Certainly the United States Senate Committee on Foreign Relations, when it recommended the ratification of the Convention, seemed to hold the view that plants were not automatically covered through the listing of their chemical components. The Committee's report stated that:

Since mescaline, a derivative of the peyote cactus, is included in Schedule I of the Convention, and since the inclusion of peyote itself as an hallucinogenic substance is possible in the future, the Committee accepted the Administration's recommendation that the instrument of ratification include a reservation with respect to peyote harvested and distributed for use by the Native American Church in its religious rites.


 
S. Exec. Rept. No. 96-29, Convention on Psychotropic Substances, 96th Cong., 2d. Sess., at 4 (1980).

In addition, the Plaintiffs provide examples of how, in operation, the treaty seems to reflect the understanding that the listing of a hallucinogenic chemical does not imply the listing of a plant containing that chemical. While the United [**93]  States made a reservation for the use of peyote by the Native American Church within this country, under Article 32(4), it did not make a reservation to export peyote for use by religious groups in other countries. However, the United States apparently permits the exportation of peyote to Native American Church groups in Canada. See 37 Tex. Admin. Code §§ 13.81-87 ; Exh. T to Pltf. Reply (list of Canadian Native American Church organizations registered with the Texas Department of Public Safety.) Exportation of a Schedule I substance for other than scientific or medical purposes would appear to violate the Convention, in the absence of a reservation. The conduct of the parties to the Convention, concerning the export of peyote, therefore suggests that peyote is not a scheduled substance, although mescaline is.

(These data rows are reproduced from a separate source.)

PR #135, opened 2019-02-12
Pure Python 3D Viz Example

banesullivan:
Here are some updates to the `vtkModule` docs that reflect recent development in `vtki` and a new example for 3D viz. Check out the example code and its image below:

vtki_laguna_del_maule

### For the reviewer:

- [x] I'm not sure if this example is getting executed/tested during the `make html`.
- [x] How do I use the screenshot I created under `docs/images/vtki_laguna_del_maule.png` as the example icon?


banesullivan:
I updated the example so that it now shows a thumbnail in the gallery - it's ready to merge!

The Plaintiffs present a very persuasive analysis as to why plants containing hallucinogenic chemicals are not necessarily covered within Schedule I of the Convention. As the Defendants have emphasized, though, and as this Court noted above, the treaty contains special provisions regarding preparations: "a preparation is subject to the same measures of control as the psychotropic [**94]  substance which it contains." Article 3(1). In applying the treaty to hoasca, it would be possible to conclude that even if Schedule I does not cover psychotria viridis- the plant component of hoasca that contains DMT- Schedule I does extend to hoasca tea under the treaty's "preparation" provision. To counter this proposition, the Plaintiffs have offered strong arguments concerning why, if the treaty does not extend to psychotria viridis, the treaty would not extend to a tea made from a combination of psychotria viridis and another plant.

First, the Plaintiffs rely on the statement in the Commentary to the Convention, quoted above, that "the inclusion in Schedule I of the active principle of a substance does not mean that the substance itself is also included therein if it is a substance clearly distinct from the substance  [*1269]  constituting its active principle." Commentary, at 387. The Plaintiffs maintain that hoasca is clearly distinct from DMT, just as psychotria viridis is, and that there are no indications that the tea-making process produces a chemical separation of DMT.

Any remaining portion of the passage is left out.